On November 30, 2011, the Company entered into a Second Amended and Restated Loan and Security Agreement with Silicon Valley Bank ("Amended Loan Agreement"). Under the Amended Loan Agreement, the Company agreed to revised tangible net worth and liquidity ratio covenants. Further, certain intellectual property assets of the Company were added to the collateral which secures repayment of the loan.

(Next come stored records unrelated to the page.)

PR #624, opened 2024-09-29
Return HTTP response as second return value from typed API client functions

### LINKED ISSUE #619: [FEATURE] HTTP response as second return value of functions of the `opensearchapi` package
In a project I'm working on, I have some integration tests that are testing some code that relies on the functions of the `opensearchapi` package. However, when it's time to assert that the output is equal to the expectations, it's not possible to write a simple `require.Equal(t, wantResp, resp)` because the response object returned by the client includes the `response *opensearch.Response` field, which is hard to predict.

The solution I propose is to return the HTTP response as second return value, instead of inside the API response object. In this way, `SomeResp` becomes somewhat predictable, as it would no longer contain a field whose value is unknown until the request is actually made. In this way, code like the one below is possible without much effort:

```go
resp, err := s.opensearchClient.SomeFunc(context.Background(), SomeReq{
	// Params
})

want := &elastic_types.SomeResp{
	// Expected values
}

require.NoError(t, err)
require.Equal(t, want, resp)
```

Roughly, the changes would be these ones:

```diff
type SomeResp struct {
-	response *opensearch.Response
}

-func (c *Client) SomeFunc(ctx context.Context, req SomeReq) (*SomeResp, error) {
+func (c *Client) SomeFunc(ctx context.Context, req SomeReq) (*SomeResp, *opensearch.Response, error) {
	var (
		data SomeResp
-		err  error
	)

-	if data.response, err = c.do(ctx, req, &data); err != nil {
+	resp, err := c.do(ctx, req, &data)
+	if err != nil {
-		return &data, err
+		return nil, resp, err
+	}

-	return &data, nil
+	return &data, resp, nil
}
```

An alternative solution might be to compare each field of the response object separately. However, this doesn't scale well when there are a lot of fields and makes the code longer and harder to read and maintain.

As this is a breaking change, the downside is that it might take quite some time to be released. I would also be open to contribute this change myself, if accepted.

ste93cry:
### Description
I'm refactoring the functions of the typed clients to return the HTTP response as second value.

### Issues Resolved
Closes #619


dblock:
Big breaking change :( 

If `data, response, err` was flipped as `data, err, response`, would it be easier to migrate to? Does go allow to specify the first 2 objects and omit the third?

ste93cry:
No, it doesn’t. Even though it’s a breaking change, it’s quite easy to track it and solve it as the project will not compile until the new returned value is either ignored or handled, and find and replace in most cases might be all a user needs to do if he never bothers about the response. Considering that this change is targeting the next major version, where this kind of things are expected to happen when updating, I don’t see big downsides.

dblock:
I think we still want this. I'd want other maintainers to chime into this like @Jakob3xD.

ste93cry:
From my side, I'm still open to finish the changes, but given the amount of time that must be spent on fixing all stuffs I want to be sure first that this is gonna be merged at some point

In November 2011, we entered into a loan agreement with Cowen. Under the agreement the Company borrowed from Cowen $15 million. The Company may borrow up to an additional $5 million in the aggregate based on the achievement by the Company of certain milestones related to Niobe system sales in 2012. The loan will be repaid through, and secured by, royalties payable to the Company under its Development, Alliance and Supply Agreement with Biosense Webster, Inc. (the "Biosense Agreement"). The Biosense Agreement relates to the development and distribution of magnetically enabled catheters used with Stereotaxis' Niobe system in cardiac ablation procedures. Under the terms of the Agreement, Cowen will be entitled to receive 100% of all royalties due to the Company under the Biosense Agreement until the loan is repaid.  The loan is a full recourse loan, matures on December 31, 2018, and bears interest at an annual rate of 16% payable quarterly with royalties received under the Biosense Agreement. If the payments received by the Company under the Biosense Agreement are insufficient to pay all amounts of interest due on the loan, then such deficiency will increase the outstanding principal amount on the loan. After the loan obligation is repaid, the royalties under the Biosense Agreement will again be paid to the Company. The loan is also secured by certain assets and intellectual property of the Company. The Agreement also contains customary affirmative and negative covenants. The use of payments due to the Company under the Biosense Agreement was approved by our primary lender under the Amended Loans Agreement described above.

Biosense Webster Advance

In July 2008, the Company and Biosense Webster entered into an amendment to their existing agreements relating to the development and sale of catheters. Pursuant to the amendment, Biosense Webster agreed to pay to the Company $10.0 million as an advance on royalty amounts that were owed at the time the amendment was executed or would be owed in the future by Biosense Webster to the Company pursuant to any of the existing agreements. The Company and Biosense Webster also agreed that an aggregate of up to $8.0 million of certain agreed upon research and development expenses that were owed at the time the amendment was executed or may be owed in the future by the Company to Biosense Webster pursuant to the existing agreement would be deferred and will be due, together with any unrecouped portion of the $10.0 million royalty advance, on the Final Payment Date, as defined in the amendment, but in no event later than December 31, 2011. Interest on the outstanding and unrecouped amounts of the royalty advance and deferred research and development expenses accrued at an interest rate of the prime rate plus 0.75%. Outstanding royalty advances and deferred research and development expenses and accrued interest thereon could be recouped by Biosense Webster by deductions from royalty amounts otherwise owed to the Company from Biosense Webster pursuant to the existing agreement. During 2011, we had the right to prepay any amounts due pursuant to the Amendment at any time without penalty. Approximately $18.0 million had been advanced by Biosense Webster to the Company pursuant to the amendment. As of December 31, 2011, these amounts plus interest accrued thereon had been repaid in full. The Company recorded research and development expenses of $1.1 million, $0.6 million, and $1.7 million, and disposables, service and accessories revenue of $3.6 million, $3.9 million, and $3.3 million for the years ended December 31, 2011, 2010, and 2009, respectively, related to this agreement.